A Liga Nacional de Futebol conduziu uma campanha de duas décadas para negar um conjunto crescente de pesquisas científicas que mostravam uma ligação entre jogar futebol e danos cerebrais, de acordo com um novo livro de coautoria de dois repórteres investigativos da ESPN.
O livro, "League of Denial: The NFL, Concussions and the Battle for Truth", relata que a NFL usou seu poder e recursos para desacreditar cientistas independentes e seu trabalho; que a liga citou dados de pesquisa que minimizaram os perigos de concussões, ao mesmo tempo em que enfatizava as falhas de pesquisa da própria liga; e que os executivos da liga empregaram uma estratégia agressiva de relações públicas destinada a manter o público inconsciente do que os executivos da liga realmente sabiam sobre os efeitos do jogo.
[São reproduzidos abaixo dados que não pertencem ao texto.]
PR #800, opened 2026-08-04
Pre-add the official mod index to FIND MODS for every install

ShaneMcGovernIE:
## What

FIND MODS currently ships with no default index: the tab opens on an "Add an index" prompt and stays empty until the player names one. This PR pre-adds the project's own index (`bryanthaboi/gen1recomp-mod-index`) for every install, so the tab opens on the official listing right away.

## How it works

- `ModIndex.OFFICIAL` resolves the official index through the same `resolveSource` path players' pastes go through, so feed/base/fallback cannot drift from what `addSource("bryanthaboi/gen1recomp-mod-index")` would store.
- `ModIndex.sources()` tops the returned list with the official index unless the player removed it or already added it by hand (no duplicates, no re-pinning).
- `ModIndex.removeSource` on the official feed records a permanent opt-out (`options.modIndexesOfficialRemoved`), so a player who removes it does not get it back on the next launch. Removing any other index behaves exactly as before.
- Docs (`docs/new-features.md`) and the `RomImporter` FIND MODS comment updated to match.

## Testing

- New `mod_index_tests` section (SaveData stubbed): fresh install lists exactly the official index without persisting anything; player indexes ride below it; a hand-added official index is not duplicated; removal records the opt-out and empties the list; removing a player index leaves the default alone.
- End-to-end smoke: a fresh importer draws the Find panel, picks up the pinned source, fetches the official feed, and lists its mods.
- Launcher regression tests (`launcher_*`, `mod_index_bug597`) pass.

Note: the trust caveat still applies to third-party indexes; the official listing is the project's own and carries the same "listed, not reviewed" notice.

### DIFF
--- a/docs/new-features.md
+++ b/docs/new-features.md
@@ -453,10 +453,14 @@ printout.
 
 A FIND MODS tab sits beside MODS in the launcher and browses a published
 mod index: a metadata-only feed listing mods that live in their authors'
-own repositories. No index ships with the launcher and none is ever added
-automatically, so the tab opens on an "Add an index" prompt until you name
-one; paste an index URL or its `owner/repo` and it is remembered in
-`options.lua`. More than one index can be added, and the listings merge.
+own repositories. The project's own index
+(`bryanthaboi/gen1recomp-mod-index`) ships pre-added for every install,
+so the tab opens on the official listing right away; paste another index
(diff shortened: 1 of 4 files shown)


bryanthaboi:
cant do that but i can make a short url for it

PR #829, opened 2026-08-04
Validate save imports by main-data checksum, not raw file size

KikiManjaro:
# Save import: validate by checksum instead of raw size

## Context

While testing the launcher with a Pokémon Red save (a 32812-byte `.sav` exported from VisualBoyAdvance) available at https://projectpokemon.org/home/files/file/5585-pokemon-red-completed-pokedex-with-mew/, I hit a behavior that felt broken: the **SAVE FILES** card systematically refused the file with *"A save file must be 32768 bytes (32 KB); this one is 32812."*.

The problem is that the refusal was purely size-based. A base Gen1 save is exactly 32768 bytes (0x8000), but some emulators append an **RTC footer** of 44 or 48 bytes to the battery image, behind the 32 KB of game data. Result: a usable save gets flagged as invalid just because it is a few bytes too large. I checked the format here: https://bgb.bircd.org/rtcsave.html.

Important detail: on my test save, the first 32768 bytes did carry a valid main checksum (0x98). In other words, it was a real game save, just wrapped in an emulator footer.

### The rule is no longer size, it's the checksum

`SaveFileIO.importToSlot` (src/import/SaveFileIO.lua) no longer just compares `#bytes` against 32768 to decide. It now classifies a non-standard-sized file by the integrity of its **main data**, via the new `GenSave.mainChecksumValid` function (src/save_convert/GenSave.lua).

A Gen1 save's main checksum is the two's complement of the byte sum over the `wMainData` region, stored in a single byte. In our model, that region runs from `0x2598` (start of the player name, `sPlayerName`) to `0x3522` (last byte of `wMainData`, which happens to be the checksum byte itself). I reused the constants already present in GenSave (`O.checksumStart`, `O.checksumEnd`, `O.mainChecksum`) since the export decoder was already using them to *write* the checksum.

`mainChecksumValid` returns one of three states:
- `nil` if the file is too short to even contain the checksum byte (offset 0x3522, so < 0x3523 bytes);
- `false` if the checksum region is present but doesn't match;
- `true` if it matches.

This classification works on any length >= 0x3523 bytes, because the checksummed region fits entirely within the first 0x3524 bytes of a save. So the fate of a truncated or footer-padded file can be decided without a full decode.

### The resulting import policy

- **Oversize (more than 32768 bytes) + valid checksum** → assumed it's an emulator footer. Without `force`, the import doesn't silently happen: it returns `(false, nil, { needsConfirm = true, size })` so the launcher can ask. The player sees an **"Oversized save file"** modal explaining that the extra bytes will be dropped, with an *Import anyway* button. The "yes" branch re-runs the import with `force = true`, truncates to 32768, and the player name, money, and party are preserved. Cancel leaves the file untouched.
- **Oversize + invalid checksum** → rejected as corrupt, never silently truncated.
- **Undersize (fewer than 32768 bytes) + valid checksum** → imported zero-padded. The checksum region is intact, only box banks are missing, which isn't data loss.
- **Undersize + too short to carry the checksum** → still refused with the size message.

On the launcher side: `RomImporter._importSave` passes `force` through to `importToSlot` and builds the confirmation modal. `LauncherView` routes the modal's `kind = "importOversize"` to `_importSave(version, source, true)`.

## Tests

I wanted to verify this at two levels, because the subject (truncating bytes out of the middle of a file) is precisely the kind of thing where a "self-consistent" codec can be wrong on both sides without it showing.

1. **tests/engine/save_file_io_tests.lua** : an always-on policy block, using a real 44-byte MBC3 footer built per the format described on bgb.bircd.org (4 RTC dwords, 16-byte latched copies, 8- and 4-byte timestamps).

2. **tests/save_oversize_vendor_test.lua** : the oversize fixture is built by the **vendor** codec `tools/save_convert/vendor/gen1lib.lua`. The post-truncation export is then re-parsed by that same vendor codec to prove only the footer was dropped (name, money, trainer id, empty party, and 12 boxes all preserved).

## Before 

https://github.com/user-attachments/assets/b6bcb7d6-5134-4884-a810-dcf6c0f76f9b

## After

https://github.com/user-attachments/assets/d3dc0cb8-ade8-44a8-884b-a4dd4212d100

Note: nothing sensitive was committed, i've used many .sav files to be sure that the cycle was correct.

### DIFF
--- a/scripts/test.sh
+++ b/scripts/test.sh
@@ -22,6 +22,7 @@ set -uo pipefail
 cd "$(dirname "$0")/.."
 
 LUA=${LUA:-luajit}
+LUA54=${LUA54:-lua5.4}
 BLESS=0
 QUICK=0
 SHOTS=${WITH_SHOTS:-0}
@@ -134,6 +135,16 @@ if [ -f data/generated/maps.lua ]; then
     run_tier "T3 save editor: wheel scrolling" "$LUA" tests/save_editor_wheel_bug595_test.lua
     run_tier "T3 save editor: pad / NX input" "$LUA" tests/save_editor_pad_input_test.lua
     run_tier "T5 link (loopback lockstep)" "$LUA" tests/run_link_tests.lua
+    # The oversize-save vendor oracle (tests/save_oversize_vendor_test.lua)
+    # cross-checks the launcher's footer-truncation import against the
+    # INDEPENDENT PKHeX-derived gen1lib codec, which cannot run under luajit
+    # (native 5.3+ operators).  Needs a stock Lua 5.3/5.4; skip when absent.
+    if command -v "$LUA54" >/dev/null 2>&1; then
+      run_tier "T3 save oversize vendor oracle" "$LUA54" tests/save_oversize_vendor_test.lua
+    else
+      echo ""
+      echo "-- T3 save oversize vendor oracle: skipped (no '$LUA54' on PATH; set LUA54=...)"
+    fi
   fi
 else
   echo ""
--- a/src/import/LauncherView.lua
+++ b/src/import/LauncherView.lua
@@ -1505,6 +1505,8 @@ local function buildConfirmModal(imp, m)
           imp:_confirmModUpdate(c.id, c.release)
         elseif c.kind == "enableAll" then
           imp:_setAllMods(true, true)
+        elseif c.kind == "importOversize" then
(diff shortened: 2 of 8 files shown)


bryanthaboi:
Conflicts

KikiManjaro:
@bryanthaboi conflicts fixed

image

ESPN The Magazine [1] e Sports Illustrated [2] publicou trechos de livros na manhã de quarta-feira.
O encobrimento da NFL sobre os efeitos neurológicos debilitantes do futebol sofridos pelos jogadores começou com o ex-comissário Paul Tagliabue, que deixou o cargo em 2006, mas continuou sob seu sucessor, o atual comissário Roger Goodell, de acordo com o livro escrito pelos repórteres investigativos da ESPN Mark Fainaru -Wada e Steve Fainaru.
O livro, que será lançado terça-feira pela Crown Archetype, compara as duas décadas de ações da NFL em saúde e segurança com as da Big Tobacco - o grupo de empresas fabricantes de cigarros cujos executivos durante anos encobriram o fato de que seus produtos continham substâncias perigosas, produtos químicos viciantes, potencialmente mortais e causadores de câncer.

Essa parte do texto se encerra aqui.